The same day this article was written, Coinbase (a YC alumni) launched their IPO. Founded in 2012, it took over 8 years for YC to go public.

Although I don’t think YC will be complaining any time soon about one of their companies going public, this is a decent duration of time that they had to sit on illiquid assets.

In the decentralized world, projects are much more liquid in their early days. Some projects even jumpstart this process by launching with their very own Initial Liquidity Offering.

The early access to liquidity for Blockzero allows for a more efficient and dynamic use of capital.

One of the biggest selling points of YC is the amount of highly talented individuals and mentors you will get connected with during your three months of incubation.

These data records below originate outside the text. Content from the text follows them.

PR #1815, opened 2025-12-06
Full opacity on Hidden section

fedemp:
When a story is hidden in the front page, reduce its opacity to 0.25.

When checking hidden stories in the "Hidden" section, restore its opacity so user can know what was hidden.

Show full opacity for a hidden story in its single page; if user landed there, let them see what the story was even if we show the "you have hidden this story" warning.

### DIFF
--- a/app/assets/stylesheets/application.css
+++ b/app/assets/stylesheets/application.css
@@ -730,14 +730,16 @@ li .byline a.story_has_suggestions {
 	margin: 1em 0 1em 32px; /* matching div.detail */
 }
 
-li.story.hidden *:not(div, .dropdown_parent, .dropdown_parent > div *, .comments_label, .link, .tags, img),
-li.story.hidden .score {
+:is(ol:not(.show_hidden) li.story.hidden:not(:only-child)) :is(
+	.dropdown_parent > .flagger, /* Flag button */
+	.dropdown_parent > label, /* Caches button */
+	.byline > :not(.dropdown_parent),
+	.details > :not(.byline),
+	.voters
+) {
 	opacity: 0.25;
 }
 
-ol.show_hidden li.story.hidden {
-	opacity: 1.0 !important;
-}
 li.story.saved a.saver {
 	color: var(--color-fg-affirmative);
 }


fedemp:
**Hidden story in the front page. No visual changes.**



---

**Current "Hidden" section**

image


**Proposed "Hidden" section**

image

---

**Current single post page**
image

**Proposed single post page**

image

app/assets/stylesheets/application.css
```diff
@@ -737,14 +737,16 @@ li .byline a.story_has_suggestions {
...
 }
 
-ol.show_hidden li.story.hidden {
-	opacity: 1.0 !important;
+li.story.hidden:only-child,
+ol.show_hidden li.story {
+	opacity: 1.0;
 }
+
+
```
fedemp: I assure you there are no two consecutive lines in my PR. Not sure why GH shows it this way.

pushcx:
Thanks for noticing this bug, I can see the hidden stories list isn't very useful as-is. Could you check on how the 'caches' and 'flag' menus appear on a hidden story? I'm pretty sure all the complexity in the old CSS is trying to make sure that those have normal visibility and usability. So I think this would reintroduce #1206 which has a note from me griping that this is an easy bug to reintroduce. :)

The build failure is me accidentally breaking main; if you rebase or merge main in, it'll disappear.

fedemp:
Hello, again.

You are right about the dropdowns. I have now fixed them.

Screenshot From 2025-12-31 00-10-25
Screenshot From 2025-12-31 00-10-04

pushcx:
Thanks for this thorough fix! Makes the hidden stories list a lot more usable.

Now that you know this code, could you think a sec about ways to improve this CSS to not include a stacking context to make it not so easy to keep reintroducing this bug? No worries if not, but we've been annoyed at it for over a decade now so I figured I should ask for fresh eyes on it. :)

fedemp:
I see your concern. Ideally we should just do a `.story.hidden {opacity: 0.25}` and call it a day, but unfortunately the dropdown, being inside the same tree of the story, seems to make this impossible.

PR #1820, opened 2025-12-08
fixup 32a118df

chamlis:
Just saw this one go by whilst catching up on commits, I started reading The Well-Grounded Rubyist so I finally understand more of what's going on in the backend code.


pushcx:
Oof, a little embarassing to get such a small patch wrong, but thank you. 

If you started with the beta of the 4th ed, I've to hear your review of it sometime.

PR #1827, opened 2025-12-17
database_consistency build step and fixes

### LINKED ISSUE #1817: Finish database_consistency, add to build
In 2019 I filed #745 where I added the `database_consistency` gem and a number of contributors helped work through the potential bugs it located. And then we forgot to add it to the build, so it's been quietly sitting unused while new inconsistencies accumulate.

 - [x] generate a [todo list](https://github.com/djezzzl/database_consistency/wiki/generate-todo)
 - [ ] add `bundle exec database_consistency` to the build (`.github/workflows/check.yml`)
 - [ ] close out all the todos and delete `.database_consistency.todo.yml`

Contributors: can work through the [todos here](https://github.com/lobsters/lobsters/blob/main/.database_consistency.todo.yml) to add this missing validations and delete those todo lines. You can do as many or as few as you'd like in a PR, don't feel like you have to commit to closing them all out.

fpsvogel:
Resolves #1817

- Adds the [database_consistency](https://github.com/djezzzl/database_consistency) gem as a build step.
- Updates the gem.
- Fixes the remaining issues flagged by database_consistency.

Each commit fixes one or two issues flagged by the gem, so it may be easiest to review this PR one commit at a time. In each commit message I included documentation from the database_consistency wiki, about the specific checker(s) addressed in the commit.

Some commits fix all instances of an issue, other commits leave them in the database_consistency config file as exceptions. In some commits, the issue is fixed in some places, and left as exceptions in other places.

Each time I left exceptions in the config file, I added a code comment at the top of the file explaining those exceptions. [Here's the final list of those comments.](https://github.com/lobsters/lobsters/pull/1827/changes#diff-9915bf99a834fa38d33945abfcc4330e5eea251ffa5ece66a59ae7a194ff185b)

## Migrations demo

Rolling back the migrations and then re-running them:

GIF showing the migrations for Lobsters #1827 being rolled back and re-applied

### DIFF
--- a/app/models/story.rb
+++ b/app/models/story.rb
@@ -33,7 +33,7 @@ class Story < ApplicationRecord
     inverse_of: :story,
     dependent: :destroy
   has_many :tags, -> { order("tags.is_media desc, tags.tag") }, through: :taggings
-  has_many :votes, -> { where(comment_id: nil) }, inverse_of: :story, dependent: :restrict_with_exception
+  has_many :votes, -> { where(comment_id: nil) }, inverse_of: :story, dependent: :destroy
   has_many :voters, -> { where("votes.comment_id" => nil) },
     through: :votes,
     source: :user


.github/workflows/check.yml
```diff
@@ -100,3 +100,41 @@ jobs:
           gem install bundler-leak
           bundle leak update
           bundle leak check
+
+  database-consistency:
```
fpsvogel, line 107: This new job includes DB setup and steps copied from the `test` job [above](https://github.com/lobsters/lobsters/blob/5866c556629aebb7ad08f124a11da8dd59559597/.github/workflows/check.yml#L13-L43), because running `database_consistency` involves booting the app.

Along the way I tried to DRY up the DB setup in a new `x-database-setup` section at the top level (below), but [that caused GitHub Actions to fail](https://github.com/lobsters/lobsters/actions/runs/20311022551?pr=1827), so I ended up simply duplicating the setup from `test`.

```yaml
# ...

# Common setup for jobs that need database access.
# To use this setup, include the following in your job:
#
# jobs:
#   my-job:
#     <<: *database-setup
#     steps:
#       - uses: ...
#         ...
#       - name: Workaround for inability to templatize credentials (#1380)
#         run: cp .github/workflows/check/* config/
#       - name: Load database schema
#         run: ./bin/rails db:schema:load db:migrate
#       - name: <your step here>
#         ...
x-database-setup: &database-setup
  runs-on: ubuntu-latest
  timeout-minutes: 15
  strategy:
    fail-fast: false

  services:
    mariadb:
      image: mariadb:10.11.11
      env:
        MARIADB_ROOT_PASSWORD: root
        MARIADB_DATABASE: lobsters_dev
      ports:
        - 3306:3306

  env:
    DATABASE_URL: trilogy://root:root@127.0.0.1/lobsters_dev
    RAILS_ENV: test
    RUBY_YJIT_ENABLE: "1"

jobs:
# ...
```

app/models/origin.rb
```diff
@@ -5,11 +5,15 @@
 # foo.github.io and github.com/foo have two different Domains that both produce the Origin with
 # identifier github.com/foo. That Origin's domain is set to github.com.
 class Origin < ApplicationRecord
-  belongs_to :domain, optional: false
+  belongs_to :domain
```
fpsvogel, line 8: `optional: false` is the default, so unnecessary.

app/models/user.rb
```diff
@@ -112,29 +120,33 @@ class User < ApplicationRecord
...
+    length: {maximum: 255}
   validates :disabled_invite_reason,
     length: {maximum: 200}
 
   validates :show_email, :is_admin, :is_moderator, :pushover_mentions,
     inclusion: {in: [true, false]}
 
-  validates :session_token,
-    allow_blank: true,
-    presence: true
```
fpsvogel, line 136: [Moved up](https://github.com/lobsters/lobsters/pull/1827/changes#diff-9802ca3c9c4cf89904fd44bc114e35ebdf2c5dd3d5b645491e2b253e1afef29bR129-R132) so that there is only one `validates :session_token`.

db/schema.rb
```diff
@@ -228,13 +229,12 @@
     t.index ["token"], name: "index_messages_on_token", unique: true
   end
 
-  create_table "mod_activities", charset: "utf8mb4", collation: "utf8mb4_general_ci", force: :cascade do |t|
+  create_table "mod_activities", charset: "utf8mb4", collation: "utf8mb4_uca1400_ai_ci", force: :cascade do |t|
```
fpsvogel: The collation changes happened during migrations. It seems that default collations in MariaDB have changed recently: https://jira.mariadb.org/browse/MDEV-25829

spec/models/moderation_spec.rb
```diff
@@ -25,20 +25,24 @@
     domain = create :domain
     story = create :story, user: user
     tag = create :tag
+    action = "edited"
```
fpsvogel, line 28: This spec needs `action` in order to pass now because of [a validation](https://github.com/lobsters/lobsters/pull/1827/changes#diff-ebcba190832fdd4df6e4bc3c1b70758c18dc18acd52c90af93202d0077007dd9R66) that I added to mirror a DB null constraint.

(Because of the null constraint that already existed, these records in `valid_moderations` were not actually valid, in the sense that trying to save any of them would have resulted in an error from the null constraint.)

.database_consistency.ignore.yml
fpsvogel, line 1: The issues listed in this file do not need to be fixed, as far as I know. They are exceptions to the rules, or false positives, which database_consistency will continue to ignore moving forward.

To explain each remaining flag, I made one big chunk of code comments at the top so that when more exceptions need to be made in the future, it'll be easier to copy over the one chunk of comments rather than diffing/copying individual comments throughout the file.

But let me know if individual interspersed comments would be preferable.

db/migrate/20251214043426_messages_short_id_non_nullable_and_default_value.rb
```diff
@@ -0,0 +1,7 @@
+class MessagesShortIdNonNullableAndDefaultValue < ActiveRecord::Migration[8.0]
+  def change
+    Message.where(short_id: nil).update_all(short_id: "")
```
pushcx: There aren't any in prod so this is a no-op, but as this is the user-visible key. Duplicates or missing values would be worth erroring out the migration over.

db/schema.rb
pushcx: I'd like this file to match prod, and prod reflects that tables have had different values over time.

I don't have a strong opinion on what those values are, but I want to use this new default via a migration rather than pushing `schema.rb` out of sync with prod. Could I ask you to do that in a small separate PR that I could merge before this?

app/models/category.rb
```diff
@@ -6,6 +6,7 @@ class Category < ApplicationRecord
     dependent: :restrict_with_error,
     inverse_of: :category
   has_many :stories, through: :tags
+  has_one :moderation, dependent: :destroy
```
pushcx: We should never delete `moderation` entries, please use `:restrict_with_error`.

app/models/domain.rb
```diff
@@ -6,7 +6,8 @@ class Domain < ApplicationRecord
     class_name: "User",
     inverse_of: false,
     optional: true
-  has_many :origins
+  has_many :origins, dependent: :destroy
+  has_one :moderation, dependent: :destroy
```
pushcx: We should never delete `moderation` entries, please use `:restrict_with_error`.

app/models/domain.rb
```diff
@@ -6,7 +6,8 @@ class Domain < ApplicationRecord
     class_name: "User",
     inverse_of: false,
     optional: true
-  has_many :origins
+  has_many :origins, dependent: :destroy
```
pushcx: We don't delete Domains or Origins, please use `:restrict_with_error`.

app/models/origin.rb
```diff
@@ -5,9 +5,13 @@
...
   has_many :stories
-  belongs_to :banned_by_user, class_name: "User", inverse_of: false, optional: true
+  belongs_to :banned_by_user,
+    class_name: "User",
+    inverse_of: false,
+    optional: true
+  has_one :moderation, dependent: :destroy
```
pushcx: `:restrict_with_error`

app/models/story.rb
```diff
@@ -33,7 +33,7 @@ class Story < ApplicationRecord
     inverse_of: :story,
     dependent: :destroy
   has_many :tags, -> { order("tags.is_media desc, tags.tag") }, through: :taggings
-  has_many :votes, -> { where(comment_id: nil) }, inverse_of: :story
+  has_many :votes, -> { where(comment_id: nil) }, inverse_of: :story, dependent: :destroy
```
pushcx, line 36: We don't delete Stories or Votes.

app/models/user.rb
pushcx: Good catch, this duplication is one of those odd places a codebase shows its age.

.database_consistency.ignore.yml
```diff
@@ -1,25 +1,29 @@
...
+#   and add a corresponding `has_many` with `dependent: :destroy`. (It might
+#   make sense to add `dependent: :nullify` on the `belongs_to` side, and/or
+#   make sure the foreign key has `on_delete: :nullify`.) Other exceptions:
+#   a `has_many` with `dependent: :nullify` (Story#merged_stories), and a case
+#   where child records should remain when parents are deleted (User#stories).
+# - MissingIndexChecker: False positives. The `moderations` table actually does
+#   have an index for each of Moderation's `belongs_to` associations.
 # - ForeignKeyChecker: StoryText#story uses `story_texts.id` in place of a
-#   foreign key.
+#   foreign key. Nonstandard but intentional.
```
pushcx, line 28: "weird but legit"

pushcx (changes requested):
Wow! I had figured this was one of those issues that was going to hang around for years, so I'm really pleasantly surprised that you picked it up and put so much time into it, thank you. I can see this is really thorough, thoughtful work and had few comments.

I stopped leaving comments on the 1bda4d02c7 commit because they would've become repetitive. We don't delete many things, and soft-delete almost all of them. (Off the top of my head, I think Messages are the exception, for privacy.) I don't want the possibility that a deletion that should never have happened could cascade through and delete more records, so please change that to use `:restrict_with_errors` throughout.

I think the only other significant change is about the collation.

db/schema.rb
fpsvogel: Ah yeah, that makes sense. I removed the collation changes from this PR. ([Latest diff for schema.rb.](https://github.com/lobsters/lobsters/pull/1827/changes#diff-cbf8b25d6d853acf58fa9057841f407d29ffe90649c75cf9e3f51b2d6e3aa1d3))

I haven't opened a separate PR because I saw you made some collation changes in https://github.com/lobsters/lobsters/commit/a4fb48fc35928b85ce998081f75c468a7a6353a9. Is that related?

Also, I saw that Lobsters may migrate to SQLite soon, so maybe it doesn't make sense to worry about the collations. But LMK if anything still needs to be done there.

app/models/category.rb
fpsvogel: In https://github.com/lobsters/lobsters/pull/1827/changes/3770966a3ee7fce8583e08ea0b03626ba3de35c2 I changed this and the other additions of `dependent: :destroy` to `:restrict_with_error`.

However, this change caused [test failures](https://github.com/lobsters/lobsters/actions/runs/21447675347/job/61767804319?pr=1827) that seem to be from uniqueness validation failures (records not being deleted between tests?). I'll do more research, but off the top of your head can you think of why this would cause these test failures?

db/migrate/20251214043426_messages_short_id_non_nullable_and_default_value.rb
fpsvogel: Done in https://github.com/lobsters/lobsters/pull/1827/changes/8bac6b0c59b79c3e9aef584d807e7213e7a5d884

db/schema.rb
fpsvogel: Also: I try to always make post-review changes in additional commits rather than by changing past commits, for ease of re-reviewing and so that I don't have to force push. But for some reason this time I removed the collation changes in an interactive rebase rather than in an additional commit. Sorry about that! All my other changes were in additional commits.

fpsvogel: Though, there were merge conflicts in this PR, so I would've had to rebase in any case.

app/models/category.rb
pushcx: `spec/rails_helper.rb` does create a Category named `category1` and two Tags (`tag1`, `tag2`). It's been long enough I'm not sure they're strictly needed. We started with Machinist, which was not as good at creating associated records in FactoryBot - so now we can say `create(:story)` and it can create an associated Tag.

I don't think there's anything else that should be carried between tests, but it's possible there's a misconfig. I've tried to write self-suffient tests that create all the data they need, so it's possible they've been quietly ignoring extra data.

I skimmed your build failure and nothing comes to mind, it doesn't look related to the test data I just mentioned. Maybe `:restrict_with_error` doesn't work with `DatabaseCleaner.strategy = :truncation`?

fpsvogel: It turns out that using `dependent: :destroy` for `Story#votes` prevents the test failures. See additional commit https://github.com/lobsters/lobsters/pull/1827/changes/c1c07cb75a9e99f226cf28222eeec8df9911028d

Also, I changed [one of the newer commits](https://github.com/lobsters/lobsters/pull/1827/changes/79d0c6859bc1c2df78566eef526953d3de5184c4) to use `dependent: :restrict_with_exception` instead of `:restrict_with_error`, because I noticed `:restrict_with_exception` is used in a number of other places, while `:restrict_with_error` occurs only once.

fpsvogel: There are also quite a few occurrences of `dependent: :destroy` for previously existing associations (none of which are for Messages), and changing most of those to `dependent: :destroy` does not cause test failures. The only associations that produce test failures (similar to the ones you saw in CI) are these:

- `Story#taggings`
- `Story#votes` (mentioned in my previous message above)
- `Story#links`
- `User#usernames`

I didn't make any changes to existing associations; I was just experimenting. But I can open a separate PR for this, if it would make sense to change existing associations to use `dependent: :restrict_with_exception` where possible.

pushcx: I hadn't noticed there were two options and had to look up [the difference](https://stackoverflow.com/questions/48071054/difference-between-restrict-with-exception-and-restrict-with-error) between `_with_exception` and `_with_error`. `exception` is definitely what we want to express, good call.

And yes, let's get this merged and then replace `destroy` with `_exception`, that's almost certainly preferred behavior everywhere.

pushcx:
I think with the association stuff done this is ready to merge? :crossed_fingers:

app/models/category.rb
fpsvogel: Yep, this is ready to merge 👍

pushcx:
Thank you working thoroughly through such a large project that'll keep the codebase safer (from me).

PR #1829, opened 2025-12-21
Set DATABASE_HOST in database.yml, defaults to local

ChaelCodes:
# Description

Right now, we have to manually set the host for the database in database.yml if we're using docker. In local development, we use localhost, but Docker needs to reference the db image.

This change sets an environment variable `DATABASE_HOST` in docker and the database.yml. No manual editing needed, and localhost continues to use localhost.


pushcx:
Looks like it makes Docker one bit easier, thanks!

PR #1830, opened 2025-12-21
Allow the server to start without credentials set in development

ChaelCodes:
# Description

We don't actually _need_ to set the credentials to start the Rails server. All the places we call the credentials in initialization can handle an empty value. We need the credentials to test certain features, but not to start the server. However, this raise in Zeitwork was preventing the Rails server from starting in development unless they were set.

Now the error is still put in the log, production still requires crednetials, and credentials are still included in the documentation, but the server can actually start without them.


pushcx:
After chatting with Chael about this, we decided we can just delete this file. It's been a year since the migration, and there are only two known sister sites so _hopefully_ they've updated already. And if not, it just means they have a less clear error rather than things breaking worse.

PR #1831, opened 2025-12-21
Move dev environment setup to CONTRIBUTING

ChaelCodes:
# Description

I think it's a good idea to move dev environment setup to CONTRIBUTING.md so when someone is contributing they have access to everything they need in one place. In addition, this means the README stays focused on using Lobsters and creating a sister site. It directs potential contributors to CONTRIBUTING, but doesn't contain the full dev setup.


pushcx:
Thanks, this makes for clearer instructions!

PR #1832, opened 2025-12-22
Remove credentials prompt

ChaelCodes:
References #1830 

Remove prompt for credentials from zeitwerk initializer. It was a temporary initializer for those migrating, but is no longer needed.

These credentials are referenced in contributing and sister site setup, so they're still documented.


pushcx:
Thanks!

PR #1834, opened 2025-12-24
Remove Unused Routes

hmaddocks:
Tighten the routes for the following resources 
`messages`
` hats`
` mod/origins`

Problems:
Hats `index` tries to create a link to `new_hat_request_path` but this action doesn’t exist on `HatsController`. I have partially commented this out but it needs to be fixed properly. Either remove the whole block or add new hat request.

`app/views/hats/index.html.erb`
```ruby
<% if @user %>
<h2><a href="<%# new_hat_request_path %>">Request Hat</a></h2>
<% end %>
```

There are unused routes on `hat_requests`
Hats Requests has a couple of restful forms in `app/views/hat_requests/index.html.erb`, but the edit and update actions don’t exist on the `HatRequestsController`. It’s probably easier to live with the unused routes that try to work around the forms ¯\\\_(ツ)_\/¯

### DIFF
--- a/config/routes.rb
+++ b/config/routes.rb
@@ -219,7 +219,7 @@ Rails.application.routes.draw do
   post "/invitations/delete_request" => "invitations#delete_request",
     :as => "delete_invitation_request"
 
-  resources :hat_requests do
+  resources :hat_requests, except: [:edit] do
     member do
       post :approve
       post :reject


app/views/hats/index.html.erb
```diff
@@ -8,10 +8,10 @@ message. Doffed hats are not listed in this table, check a user's profile page.
 </p>
 
 <% if @user %>
-  <h2><a href="<%= new_hat_request_path %>">Request Hat</a></h2>
+<h2><a href="<%# new_hat_request_path %>">Request Hat</a></h2>
```
pushcx: This link [works in prod](https://lobste.rs/hats) though?

pushcx (commented):
If there's more unused templates, actions, or routes, I'd rather delete them entirely than leave them.

app/views/hats/index.html.erb
hmaddocks: My bad. I mis-read the spec failure and made several changes at once so I thought the `new_hat_request_path` was redundent. Reverted this change.

hmaddocks:
> If there's more unused templates, actions, or routes, I'd rather delete them entirely than leave them.

The `app/views/hat_requests/index.html.erb` is a bit unusual and I'm not sure what the intent is.
There are two forms. The first form doesn't have a submit button but even if it did submitting the form would go to the non-existent `update` action. So I don't know whether you want to remove the first form or combine the forms into one. Do you want to be able to edit the user submitted values (Hat and Link)? If not the fields could be disabled or removed and the values rendered separately.

Other minor things;
The `:link` label is duplicated.
There are two `submit`, "Approve" and "Reject" on the second form. Maybe refactor it to be something like this
```
<%= form_with model: hr, url: approve_hat_request_path(hr), method: :post do |f| %>
  <div class="labelled_grid">
    <%= f.label :reason %>
    <%= f.text_area :reason, required: true %>
  </div>
  <div class="row">
    <%= f.submit "Approve Hat Request" %>
    <%= f.submit "Reject Hat Request", class: "deletion", formaction: reject_hat_request_path(hr) %>
  </div>
<% end %>
```

But it depends on what you want this view to do.

When this is resolved `config/routes.rb:222` can be changed to 
```
  resources :hat_requests, only: %i[index new create] do
```

pushcx:
There's two forms because the user can create a hat request, then the mod can edit with the user submitted and more, then approve or reject the request to create the hat.

I have been slowly separating out mod functionality into controllers that live in `app/controllers/mod` because the old pattern of reusing one form for both users and mods caused a lot of bugs. You could do that move or just keep things working as-is. I'm happy to take partial cleanup here.

hmaddocks:
This is good to go. I will fix the hat_requests routes on another PR

pushcx:
Thanks for tidying these up!

PR #1835, opened 2025-12-24
Fix some dead links in chat page

hugoarnal:
When going on the https://lobste.rs/chat page, I noticed some dead / outdated links on there


pushcx:
Thanks for catching these and figuring out what they should be!

PR #125, opened 2018-07-23
Added example notebook comparing frequentist and bayesian analyses.

ejolly:
@tyarkoni Here's the example tutorial I mentioned I made in case it was a useful example.


tyarkoni:
This is awesome, thanks!

PR #135, opened 2019-03-21
update travis config

aloctavodia:
Attempt to fix conflict with conda and current travis configuration

### DIFF
--- a/.travis.yml
+++ b/.travis.yml
@@ -18,7 +18,7 @@ services:
   - xvfb
 
 script:
-  - travis_wait 30 pytest --pyargs bambi --cov-report term-missing --cov=bambi -vx
+  - pytest -vx
 
 after_success:
   - coveralls
--- a/.travis.yml
+++ b/.travis.yml
@@ -1,3 +1,5 @@
+dist: xenial
+
 language: python
 
 python:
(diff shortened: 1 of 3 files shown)


aloctavodia:
OK, Travis is working again, but they seem unrelated to this PR. @tyarkoni do you have any hint?

tyarkoni:
Ugh, so many deprecation warnings... I think the whole codebase is in need of some spring cleaning. :(

Can't tell what's going wrong at a glance. The proximal problem looks to be in the renaming of the Stan  outputs, but hard to say if that's because something's breaking in Stan, PyStan, or Bambi itself (I haven't kept up with Stan developments, so if there have been changes to the language, it wouldn't shock me if the back-end no longer works properly). I'll try to find the time to look at this, but can't promise that it'll be very soon. @jake-westfall, any immediate insights?

ahartikainen:
We changed to 1 based indexing in PyStan 6 months ago

tyarkoni:
Ah, well that almost certainly explains it. :) Will try to work up a fix shortly.

aloctavodia:
I can also help with the spring cleaning. Can we accept PRs even when failing until the spring cleaning is done?

tyarkoni:
In principle, yes. But I should have a fix for this very shortly (it was indeed the 1-off error), so let's wait at least for that. If there are failures beyond that, accepting PRs anyway seems fine.

aloctavodia:
Sounds good to me!

tyarkoni:
The Python 2 tests now pass, so if you merge the changes in #136, we should be good to go. Thanks!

Although there will always be a place for advisors within a project, the decentralized world finds just as much value, if not more, throughout communities and the aligned-incentives that guide them.

More than ever before, community members share actual ownership in the network they are supporting.

  • Uniswap gave away over $18M worth of tokens to users of their protocol.
  • YFI gave 100% of their token to the users of their protocol.
  • UMA is actively offering $60M+ to those who help increase their TVL

This deeper level of connection has shown to turn early adopters into early brand ambassadors willing to go above and beyond to help a project succeed.

Blockzero Labs currently has over 8000 community members we call Citizens ready to support and discover new blockchain projects.

Decentralize the World

We believe opportunity should be decentralized, automated, and permissionless. This is why we are building Blockzero Labs.